### Work to be completed:
Would you transcribe all of the entries that follow, word for word?

Source data:
Issue #103, opened 2019-11-25
Date Pickers not displayed properly


martypowell:
Current:

![image](https://user-images.githubusercontent.com/1933400/69552615-bec9c400-0f6c-11ea-96de-3e3929eddc83.png)

Should display like this.

![image](https://user-images.githubusercontent.com/1933400/69552656-d5701b00-0f6c-11ea-8c25-40f95feaaa57.png)

Think this may just be a site executive thing.

martypowell:
This is causing an issue where it seems like the back button is taking you forward in time.

PR #108, opened 2019-11-25
Removed setting for month year date picker

tmccoy529:
Removed option that made date pickers display moth and year which caused issues when using the back button. #103

### DIFF
--- a/src/components/ReturnDateSelector.jsx
+++ b/src/components/ReturnDateSelector.jsx
@@ -126,6 +126,7 @@ const ReturnInterval = props => {
                     onChange={date => handleDateChange(date, monthIndex)}
                     startDate={startDate}
                     dateFormat="MM/yyyy"
+                    showMonthYearPicker
                   />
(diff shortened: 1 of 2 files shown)


src/components/ReturnDateSelector.jsx
```diff
@@ -126,7 +126,6 @@ const ReturnInterval = props => {
                     onChange={date => handleDateChange(date, monthIndex)}
                     startDate={startDate}
                     dateFormat="MM/yyyy"
-                    showMonthYearPicker
```
martypowell: i actually think this is right, its the placement of the arrow icons in se. 
image

martypowell: @tmccoy529 this is my fault, the bug was horrible.

tmccoy529: yeah sorry, I was confused. I'll see if there is another setting for this.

### Response for this exercise:
Issue #103, opened 2019-11-25
Date Pickers not displayed properly


martypowell:
Current:

![image](https://user-images.githubusercontent.com/1933400/69552615-bec9c400-0f6c-11ea-96de-3e3929eddc83.png)

Should display like this.

![image](https://user-images.githubusercontent.com/1933400/69552656-d5701b00-0f6c-11ea-8c25-40f95feaaa57.png)

Think this may just be a site executive thing.

martypowell:
This is causing an issue where it seems like the back button is taking you forward in time.

PR #108, opened 2019-11-25
Removed setting for month year date picker

tmccoy529:
Removed option that made date pickers display moth and year which caused issues when using the back button. #103

### DIFF
--- a/src/components/ReturnDateSelector.jsx
+++ b/src/components/ReturnDateSelector.jsx
@@ -126,6 +126,7 @@ const ReturnInterval = props => {
                     onChange={date => handleDateChange(date, monthIndex)}
                     startDate={startDate}
                     dateFormat="MM/yyyy"
+                    showMonthYearPicker
                   />
(diff shortened: 1 of 2 files shown)


src/components/ReturnDateSelector.jsx
```diff
@@ -126,7 +126,6 @@ const ReturnInterval = props => {
                     onChange={date => handleDateChange(date, monthIndex)}
                     startDate={startDate}
                     dateFormat="MM/yyyy"
-                    showMonthYearPicker
```
martypowell: i actually think this is right, its the placement of the arrow icons in se. 
image

martypowell: @tmccoy529 this is my fault, the bug was horrible.

tmccoy529: yeah sorry, I was confused. I'll see if there is another setting for this.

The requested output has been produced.